WHAT YOU HAVE TO DO: Look through the entries below and extract exactly the lines from the one containing "jplauzie: Since mumax+" through the one containing "The only time", ends included.

*** Opening of SUPPLIED RECORDS ***

PR #135, opened 2026-03-26
Fix Slonczewski STT free layer thickness test

ilateur:
As pointed out by @jplauzie in [PR 391 of mumax3](https://github.com/mumax/3/pull/391), the `free_layer_thickness` test was broken. When fixing this test, I found multiple other small issues that needed fixing as well, such as the `free_layer_thickness` docstring, the differing default value of `Lambda` and non-normalized `fixed_layer`.


mumaxplus/ferromagnet.py
```diff
@@ -436,8 +438,8 @@ def Lambda(self, value):
     
     @property
     def free_layer_thickness(self) -> Parameter:
-        """Slonczewski free layer thickness (m). If set to zero (default),
-        then the thickness will be deduced from the mesh size.
+        """Slonczewski free layer thickness (m). By default, the thickness is
+        deduced from the mesh size.
```
lamoreel: This should probably mention the `z` direction.

src/physics/ferromagnet.cpp
```diff
@@ -34,7 +34,7 @@ Ferromagnet::Ferromagnet(std::shared_ptr<System> system_ptr,
       gamma(system(), 1.7595E11, name + ":gamma", "rad/Ts"),
       temperature(system(), 0.0, name + ":temperature", "K"),
       xi(system(), 0.0, name + ":xi", ""),
-      Lambda(system(), 0.0, name + ":lambda", ""),
+      Lambda(system(), 1.0, name + ":lambda", ""),
```
lamoreel, line 37: This new default value omits the need of `Lambda` inside `SlonczewskiSTTAssuredZero()`.

lamoreel (changes requested):

src/physics/ferromagnet.cpp
ilateur: What if you manually set it to 0 though :thinking:

test/test_free_layer_thickness.py
```diff
@@ -9,13 +9,13 @@
 RTOL = 1e-5  # 0.001%
 
 # Arbitrary parameters, resulting in a non-zero Slonczewski torque
-magnetization = (np.random.uniform(), np.random.uniform(), np.random.uniform())
-magnetization /= np.linalg.norm(magnetization)
+# and arbitrary but consistent magnetization
+magnetization = (0.8096410632133484, -0.29036206007003784, -0.5100698471069336)
```
JonathanMaes: This value seems very random, can't a random magnetization be used that is then copied into the bottom layers of the enlarged grid in the second half of the script? Or would that make for a random test that could fail at random times?

ilateur: Yes it can be random, but yes that was my fear... although this is such a simple test with values that should always be exactly the same so I guess it's okay here?

ilateur: I ran it 10000 times with a random magnetization and it always passed :+1:

lamoreel (approved):

JonathanMaes (approved):

test/test_free_layer_thickness.py
jplauzie: Since mumax+ changes the rng each run, using a random magnetization seems a bit more robust (mumax3 doesn't, which is why I just grabbed the hardcoded value instead of using a m.getcell()). It should always pass, as long as the two magnetizations are the same.

The only time it might be an issue is the 1 in bajillion odds you hit something where torques are ~0/0?  Like if it matches the fixed layer 1,0,1 ~exactly

jplauzie: Speaking of (1,0,1), that should give 0 torque if i set it intentionally, right? I get a nonzero torque value for 
magnetization = (1/np.sqrt(2),0,1/np.sqrt(2)), the torques come out as 
[-0.00019573  0.          0.00019573]
[-0.00019573  0.          0.00019573]

ilateur: Seeing as sqrt(2) can't be perfectly represented as a floating point number, and a typical torque (with these parameters) is something like `[16751.709  -4639.6943 11682.772]`, which is about 1e-8 times smaller, so zero within floating point precision :)

For some reason, when I use `magnetization = (1, 0, 1)` and let mumax normalize itself, I get even closer to zero: `[-5.299274e-06  0.000000e+00  5.299274e-06]`, or ~1e-10 as small :thinking:

jplauzie: Ok, I think that makes sense. I was expecting them to be close to mumax3's values (~1e-7 for m= (0.8096410632133484, -0.29036206007003784, -0.5100698471069336), and ~1e-15 for (1,0,1) ) which is what i was comparing to in my head, since the parameters (msat,jcur,pol,fixedlayer,lambda) seem to be the copied over. I guess something like epsilonprime or alpha must be being initialized differently implicitly somewhere

ilateur: No, the unit of torques is different :) mumax3 divides by gamma, while mumax+ uses the 'pure' `rad / s`

jplauzie: That would do it! Thanks

PR #137, opened 2026-03-30
Add InterParameter tests

ilateur:
I finally added tests for the `InterParameter` class with the help of Claude. Don't worry, it's very heavily curated, but now I'm fairly certain it tests for all important aspects.

### DIFF
--- a/test/test_interparameter.py
+++ b/test/test_interparameter.py
@@ -81,7 +81,7 @@ class TestSetGetBetween:
 
     def test_get_between_after_set_between(self, interex):
         interex.set_between(1, 3, 42.0)
-        assert interex.get_between(1, 3) == pytest.approx(42.0)
+        assert interex.get_between(1, 3) == 42.0
 
     def test_get_between_is_symmetric(self, interex):
         interex.set_between(2, 4, 7.0)
--- a/test/test_interparameter.py
+++ b/test/test_interparameter.py
@@ -1,0 +1,133 @@
+"""Tests for the InterParameter class."""
+
+import numpy as np
+import pytest
+from mumaxplus import World, Grid, Ferromagnet
+
+
+def lut_index(i, j):
+    """Mirror the C++ getLutIndex: lower-triangular LUT index for (i, j)."""
+    if i > j:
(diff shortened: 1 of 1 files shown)


test/test_interparameter.py
```diff
@@ -0,0 +1,133 @@
...
+    """Return a Ferromagnet whose cells are randomly assigned to n_regions."""
+    world = World((1e-9, 1e-9, 1e-9))
+    regions = np.random.randint(0, n_regions, size=(nz, ny, nx))
+    magnet = Ferromagnet(world, Grid((nx, ny, nz)), regions=regions)
+    return magnet
+
+@pytest.fixture
+def interex(magnet):
+    """The inter_exchange InterParameter of the re-used module-scoped magnet
+    fixture. inter_exchange is reset to a known uniform zero state before each
```
lamoreel, line 28: Capitalize.

test/test_interparameter.py
```diff
@@ -0,0 +1,133 @@
...
+
+
+class TestSetGetBetween:
+    def test_set_between_makes_non_uniform(self, interex):
+        interex.set_between(0, 1, 99.0)
+        assert interex.is_uniform is False
+
+    def test_get_between_after_set_between(self, interex):
+        interex.set_between(1, 3, 42.0)
+        assert interex.get_between(1, 3) == pytest.approx(42.0)
```
lamoreel: This should be exactly equal (assuming no rounding errors in simply passing floats/doubles to and from the C++ side). If we want `approx()`, we should also account for double precision.

lamoreel (changes requested):
Great to finally have these tests (without questioning our work ethics...)! ❤️

test/test_interparameter.py
ilateur: Oops, I let one approx slip through

test/test_interparameter.py
ilateur: But `inter_exchange` is a property name? I could add backticks?

lamoreel (approved):

PR #139, opened 2026-03-31
Fix #138: DMI values are taken from origin

### LINKED ISSUE #138: Issue setting DMI value by region
Hi,

I’ve been running into an issue when I try to set the DMI value to be different across multiple regions. During energy calculations and state minimizations, the solver is ignoring the regional assignments. Instead, it seems to be sampling the DMI value from the origin cell and applying it to the entire simulation space.

I verified this by testing a skyrmion on a flat film (4 active spin cells thick), which yields the expected energy results. However, if I pad the simulation space with a layer of empty spin cells below the film (shifting the origin to an empty cell) the DMI energy drops to 0, while anisotropy, demag, and exchange energies remain correct. If I put the empty layer above the sample (keeping the origin inside the active film), I get the correct DMI energy again.

No Empty:
pol Skyrmion r (m)	Skyrmion w (m)	E_ex (J)	              E_DMI (J)	          E_Ku (J)	                    E_demag (J)	              E_tot (J)
+1.0	3.300e-08	1.650e-08	+2.385432e-18	-4.407660e-18	         -3.948414e-17	+1.033616e-17	-3.117021e-17
-1.0	3.300e-08	1.650e-08	+2.385432e-18	+4.407660e-18	-3.948414e-17	         +1.033616e-17	-2.235489e-17

Bottom Layer Empty:
pol	kyrmion r (m)	Skyrmion w (m)	E_ex (J)	          E_DMI (J)	          E_Ku (J)	           E_demag (J)	            E_tot (J)
+1.0	3.300e-08	1.650e-08	+2.385432e-18	+0.000000e+00	-3.948414e-17	+1.033616e-17	-2.676255e-17
-1.0	3.300e-08	1.650e-08	+2.385432e-18	+0.000000e+00	-3.948414e-17	+1.033616e-17	-2.676255e-17

Top Layer Empty
polSkyrmion r (m)	Skyrmion w (m)	E_ex (J)	          E_DMI (J)	         E_Ku (J)	             E_demag (J)	E_tot (J)
+1.0	3.300e-08	1.650e-08	+2.385432e-18	-4.407660e-18	        -3.948414e-17	+1.033616e-17	-3.117021e-17
-1.0	3.300e-08	1.650e-08	+2.385432e-18	+4.407660e-18	-3.948414e-17	+1.033616e-17         -2.235489e-17

[DMI_energy_problems.py](https://github.com/user-attachments/files/26358914/DMI_energy_problems.py)

lamoreel:
The bug is reported and described in #138. The `harmonicMean` member function of `CuParameter` was called recursively, thus casting the real parameter values into `int`s (zeros), returning the value (during the second call) at grid index zero, which is the origin.
This is fixed by bypassing this member function and forcing to look inside the global namespace only.

### DIFF
--- a/src/core/parameter.hpp
+++ b/src/core/parameter.hpp
@@ -106,7 +106,7 @@ __device__ inline real CuParameter::valueAt(int3 coo) const {
 
 __device__ inline real CuParameter::harmonicMean(int idx1, int idx2) const {
   if (idx1 == idx2) { return valueAt(idx1); }
-  else { return harmonicMean(valueAt(idx1), valueAt(idx2)); }
+  else { return ::harmonicMean(valueAt(idx1), valueAt(idx2)); }
 }
 
 


lamoreel:
The bug does not occur when there's no geometry or regions, because in that case `uniformValue_` is returned regardless of the index of the cell in question.

ilateur (approved):
I was also thinking that it was a recursive issue, so I approve :)

PR #141, opened 2026-04-10
Altermagnets

lamoreel:
This pull request adds support for simulating d-wave altermagnets through a new `Altermagnet` class. The main difference with `Antiferromagnet` is the removal of the ferromagnetic exchange field in favor of an anisotropic field. In principle, the user is still able to take both fields into account, but that's their responsibility :blush:.

For the time being, only open boundaries and 2D magnets are supported in the anisotropic exchange.


test/test_full_magnetization.py
```diff
@@ -23,6 +23,22 @@ def test_full_magnetization_afm():
     err = max_relative_error(result, wanted)
     assert err < 1e-5  # only error should be single versus double precision
 
+def test_full_magnetization_atm():
```
DiegoDeGusem, line 26: This test passes, but gives the warning `The anisotropic exchange interaction in altermagnets is only supported for two-dimensional grids in the xy-plane. This interaction will have no effect in the z-direction.` It feels a bit strange to have a warning message in tests.

examples/spinwave_dispersion_atm.py
```diff
@@ -0,0 +1,155 @@
...
+
+    # Run solver
+    m1 = np.zeros(shape=(nt, 3, 1, 1, nx))
+    m2 = np.zeros(shape=(nt, 3, 1, 1, nx))
+    m1[0,...] = magnet.sub1.magnetization.eval()
+    m2[0,...] = magnet.sub2.magnetization.eval()
+    for i in tqdm(range(nt)):
+        world.timesolver.run(dt)
+        m1[i,...] = magnet.sub1.magnetization.eval()
+        m2[i,...] = magnet.sub2.magnetization.eval()
```
ilateur: index 0 is overwritten again

examples/spinwave_dispersion_atm.py
```diff
@@ -0,0 +1,155 @@
...
+y_end   = int((ymax - extent[2]) / (extent[3] - extent[2]) * nt)
+
+m1_max = np.max(m1_FT[y_start:y_end, x_start:x_end])
+m2_max = np.max(m2_FT[y_start:y_end, x_start:x_end])
+
+FT_tot1 = m1_FT/m1_max
+FT_tot2 = m2_FT/m2_max
+
+# Sum of sublattice spectra produces the nicest plot
+FT_tot = FT_tot1 + FT_tot2
```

*** Close of SUPPLIED RECORDS ***

EXPECTED ANSWER:
jplauzie: Since mumax+ changes the rng each run, using a random magnetization seems a bit more robust (mumax3 doesn't, which is why I just grabbed the hardcoded value instead of using a m.getcell()). It should always pass, as long as the two magnetizations are the same.

The only time it might be an issue is the 1 in bajillion odds you hit something where torques are ~0/0?  Like if it matches the fixed layer 1,0,1 ~exactly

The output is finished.